**PROBLEM REQUIREMENTS:** Filter out every line below that lacks "diagnostics", and copy the rest.

Stored data

________________________

PR #9192, opened 2026-08-30
Add Yii3 development environment

samdark:
Adds [Yii3](https://www.yiiframework.com/) under Install > Development > PHP, provisions the shared PHP toolchain, and shows the official web, API, and console project creation commands.

For the menu I've used logo from NerdFont (Yii is there for a long time already) so it looks nice.

_// Yii is one of the oldest and most popular frameworks in PHP, and Yii3 is its latest modern major version._


gauravbhatia4601:
Damn, @samdark himself is here. Yii was the first framework I ever worked with.

PR #9206, opened 2026-08-30
Warn clearly when no Chromium browser can launch a web app

### LINKED ISSUE #9197: No warning when all Chromium-family browsers are removed breaks webapp launchers
### Summary
Launching any webapp (WhatsApp, Discord, YouTube, X, etc.) crashes with a
cryptic error when the default browser is **not** a Chromium-family browser
and **no** Chromium-family browser (Chrome/Brave/Edge/Opera/Vivaldi/Helium) is
installed. No warning is shown explaining that a supported browser is missing.

### What happened
```
$ omarchy-launch-webapp https://web.whatsapp.com/
Error: Path "--app=https:/web.whatsapp.com" does not exist!
```

Via the desktop launcher the webapp simply "crashes"/does nothing.

### What was expected
A clear warning that no supported (Chromium-family) browser is installed, and
a graceful error instead of a crash.

### Steps to reproduce
1. Set a non-Chromium browser as default, e.g. Zen:
   `xdg-settings set default-web-browser zen.desktop`
   (`zen.desktop` returns `Exec=/opt/zen-browser-bin/zen-bin %u`)
2. Ensure no Chromium-family browser is installed (no `chromium.desktop`,
   `chrome.desktop`, etc. in `/usr/share/applications/` or `~/.local/share/applications/`).
3. Run `omarchy-launch-webapp https://web.whatsapp.com/` (or open the WhatsApp
   desktop launcher / the `SUPER+SHIFT+ALT+G` keybind).

### Root cause
In `bin/omarchy-launch-webapp`:

```bash
case $browser in
esac
```

`xdg-settings get default-web-browser` returns `zen.desktop`, which is **not**
in the whitelist, so the script forces `chromium.desktop`. But `chromium.desktop`
does not exist (Chromium uninstalled), the `sed` emits an empty string, and the
command collapses to:

```
uwsm-app -- --app=https://web.whatsapp.com/
```

The Wayland app daemon has no binary to exec, interprets `--app=...` as a path,
and returns `Error: Path "--app=https:/web.whatsapp.com" does not exist!`.

There is no check that the resolved browser binary actually exists, and no
error/warning surfaced to the user.

### Suggested fix
- After resolving the `.desktop` file, verify a binary was found; if not, print
  a clear message that no supported (Chromium-family) browser is installed and
  exit with a non-zero code.
- Optionally detect whether the default browser is a supported one, and warn
  when falling back.

### Environment
- Omarchy: 4.0.1-1
- Default browser: Zen (`zen.desktop`), Firefox-based
- Kernel: 7.1.9-arch1-2
- Desktop: Hyprland (DM: SDDM), Omarchy
- Machine: Lenovo 300e 2nd Gen (Convertible, LNVNB161216)
- CPU: Intel Pentium Silver N5000 (4 cores, Goldmont Plus)
- GPU: Intel UHD Graphics 605 (i915), Gen-9.5
- Memory: 8 GiB
- Repos: pkgs.omarchy.org/stable (pacman, 1248 packages)

linuts:
## Summary

Fixes #9197

Two related problems made webapp launchers (`omarchy-launch-webapp` — WhatsApp, Discord, YouTube, X, etc.) fail:

1. When no Chromium-family browser was installed, the launcher silently ran a broken `--app=...` invocation with an empty browser binary, which the Wayland app daemon rejected at runtime with a cryptic `Error: Path "--app=https:/..." does not exist!`. From the GUI (desktop launcher / menu / keybind) it failed with no visible reason.
2. Even when a Chromium browser (e.g. Brave) *was* installed, if it wasn't the **default** browser the launcher forced `chromium.desktop` and gave up, pretending no browser existed.

This change:
- Resolves the browser binary first and, when none can be found, fails with a clear terminal message **and** a desktop notification instead of crashing.
- Falls back to any *installed* Chromium-family browser (preferring a whitelisted default), so Brave/Chrome/Edge work even when a Firefox-based browser (Zen) is the default.

## Behavior

No Chromium browser installed, previously:
```
Error: Path "--app=https:/web.whatsapp.com" does not exist!
```

Now:
```
omarchy-launch-webapp: cannot launch web app without a Chromium-based browser.
Install one (e.g. Brave, Chrome, Edge) or set it as the default browser.
```
plus a low-urgency desktop notification ("Web app failed to launch — No Chromium-based browser is installed"), and exit code 1.

Default is Zen but Brave is installed → the webapp now launches in Brave via `setsid uwsm-app -- <binary> --app=<url> <extra args...>`. Extra arguments after the URL are still forwarded.

## Notes

- Added `< /dev/null` to the `sed` resolution so it never blocks reading stdin when the desktop files are genuinely absent.
- Candidate order prefers the whitelisted default browser, then the known Chromium-family desktop IDs.
- Error-surfacing follows existing precedent: `omarchy-launch-screensaver` warns via `omarchy-notification-send` in an unsupported-browser case, and `omarchy-launch-config-editor` uses the same `-u low` urgency.

## Tests

New `test/shell.d/webapp-launch-browser-test.sh`:
- Chromium default browser → launches `uwsm-app -- <binary> --app=<url> <flags>`, forwards extra args.
- Non-Chromium default (Zen) with Brave installed → falls back to the installed Brave.

Verified: `./test/cli` passes; the new shell test passes; related webapp/launch shell tests pass.

### DIFF
--- a/bin/omarchy-launch-webapp
+++ b/bin/omarchy-launch-webapp
@@ -3,14 +3,33 @@
 # omarchy:summary=Launch a URL as a web app in the default supported browser
 # omarchy:args=<url>
 
-browser=$(xdg-settings get default-web-browser)
+browser=$(env -u BROWSER xdg-settings get default-web-browser)
 
 case $browser in
-google-chrome* | brave* | microsoft-edge* | opera* | vivaldi* | helium*) ;;
-*) browser="chromium.desktop" ;;
+google-chrome* | brave* | microsoft-edge* | opera* | vivaldi* | helium* | chromium*) ;;
+*) browser="" ;;
 esac
 
-bin=$(sed -n 's/^Exec=\([^ ]*\).*/\1/p' {~/.local,~/.nix-profile,/usr}/share/applications/$browser 2>/dev/null < /dev/null | head -1)
+candidates=(
+  ${browser:+$browser}
+  google-chrome.desktop
+  brave-browser.desktop
+  brave-origin.desktop
+  microsoft-edge.desktop
+  opera.desktop
+  vivaldi.desktop
+  helium.desktop
+  chromium.desktop
+)
+
+bin=""
+for candidate in "${candidates[@]}"; do
+  bin=$(sed -n 's/^Exec=\([^ ]*\).*/\1/p' \
+    ~/.local/share/applications/$candidate \
+    ~/.nix-profile/share/applications/$candidate \
+    /usr/share/applications/$candidate 2>/dev/null < /dev/null | head -1)
+  [[ -n $bin ]] && break
+done
 
 if [[ -z $bin ]]; then
   echo "omarchy-launch-webapp: cannot launch web app without a Chromium-based browser." >&2
--- a/bin/omarchy-launch-webapp
+++ b/bin/omarchy-launch-webapp
@@ -10,4 +10,13 @@ google-chrome* | brave* | microsoft-edge* | opera* | vivaldi* | helium*) ;;
 *) browser="chromium.desktop" ;;
 esac
 
-exec setsid uwsm-app -- $(sed -n 's/^Exec=\([^ ]*\).*/\1/p' {~/.local,~/.nix-profile,/usr}/share/applications/$browser 2>/dev/null | head -1) --app="$1" "${@:2}"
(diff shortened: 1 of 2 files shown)


JohnL404:
Nice — this is the same core approach as #9172, which now also includes the `env -u BROWSER` guard and the failure notification from here, plus case-insensitive default-browser matching and tests that mask `/usr/share/applications` so they pass on machines with Chromium-family browsers installed. Probably worth the maintainers consolidating these — happy either way.

PR #9219, opened 2026-08-30
Never let bar and panel error diagnostics block their fallbacks

### LINKED ISSUE #9116: Failed bar option leaves no bar at all: pluginBarLoader error handler throws ReferenceError before the fallback runs
### What happened

When a custom bar option fails to load, the shell is supposed to fall back to the default bar. Instead the error handler itself throws, the fallback never runs, and the session is left with **no bar at all** — the layer surface is gone and windows expand into the reclaimed space.

From the quickshell log (Omarchy 4.0.1-1):

```
WARN scene: @shell.qml[256:-1]: ReferenceError: errorString is not defined
```

### Why

`shell/shell.qml`, `pluginBarLoader.onStatusChanged` (line 257 on master):

```qml
onStatusChanged: {
  if (status === Loader.Error) {
    var detail = errorString && errorString() ? errorString() : ""
    console.warn("bar option " + shell.activeBarId + " failed to load, falling back to " + shell.defaultBarId + ":", detail)
    shell.failedBarId = shell.activeBarId
  }
}
```

`QtQuick.Loader` has no `errorString` member, and in QML an unqualified lookup of an undefined name throws `ReferenceError` — the `errorString &&` guard does not protect against that. The throw aborts the handler, so:

- the diagnostic `console.warn` never prints (the real load error is swallowed), and
- `shell.failedBarId` is never set, so `activeBarId` (line 181) never resolves back to `defaultBarId`, so `defaultBarLoader` never activates.

The same unguarded `errorString` pattern also appears at line 646 in the plugin-widget loader path and looks susceptible to the same failure.

### Reproduce

1. Switch to any bar option that fails to load — e.g. the verbatim clone from #9115, or `omarchy bar use x.bar` pointing at a bar QML with a syntax error.
2. `omarchy restart shell`
3. No bar on any monitor; log shows the ReferenceError above instead of the intended "falling back to omarchy.bar" warning.

### Expected

The failed bar option is recorded in `failedBarId` and the stock bar loads, as the surrounding code clearly intends.

### Possible fix direction

Guard the lookup (`typeof errorString === "function"`) or take the detail from the loader's `sourceComponent` when available — and consider wrapping the handler so a failure in diagnostics can never block `shell.failedBarId = shell.activeBarId`.

### System

- Omarchy 4.0.1-1, Arch Linux (kernel 7.1.9-arch1-2)
- CPU: Intel i7-10700K, GPU: NVIDIA Quadro P2200
- Verified the same code is on current master (`shell/shell.qml` lines 257 and 646)

DeanWahle:
Fixes #9116.

When a custom bar option fails to load, `pluginBarLoader.onStatusChanged` is supposed to record `failedBarId` so `activeBarId` resolves back to the default bar. But `QtQuick.Loader` has no `errorString` member, and in QML an unqualified lookup of an undefined name throws `ReferenceError` (the `errorString &&` guard can't help because the throw happens at the lookup itself). The handler aborted on its first line, so:

- the diagnostic never printed (the real load error was swallowed), and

________________________

**ANSWER TO THIS EXERCISE:**
Never let bar and panel error diagnostics block their fallbacks
Guard the lookup (`typeof errorString === "function"`) or take the detail from the loader's `sourceComponent` when available — and consider wrapping the handler so a failure in diagnostics can never block `shell.failedBarId = shell.activeBarId`.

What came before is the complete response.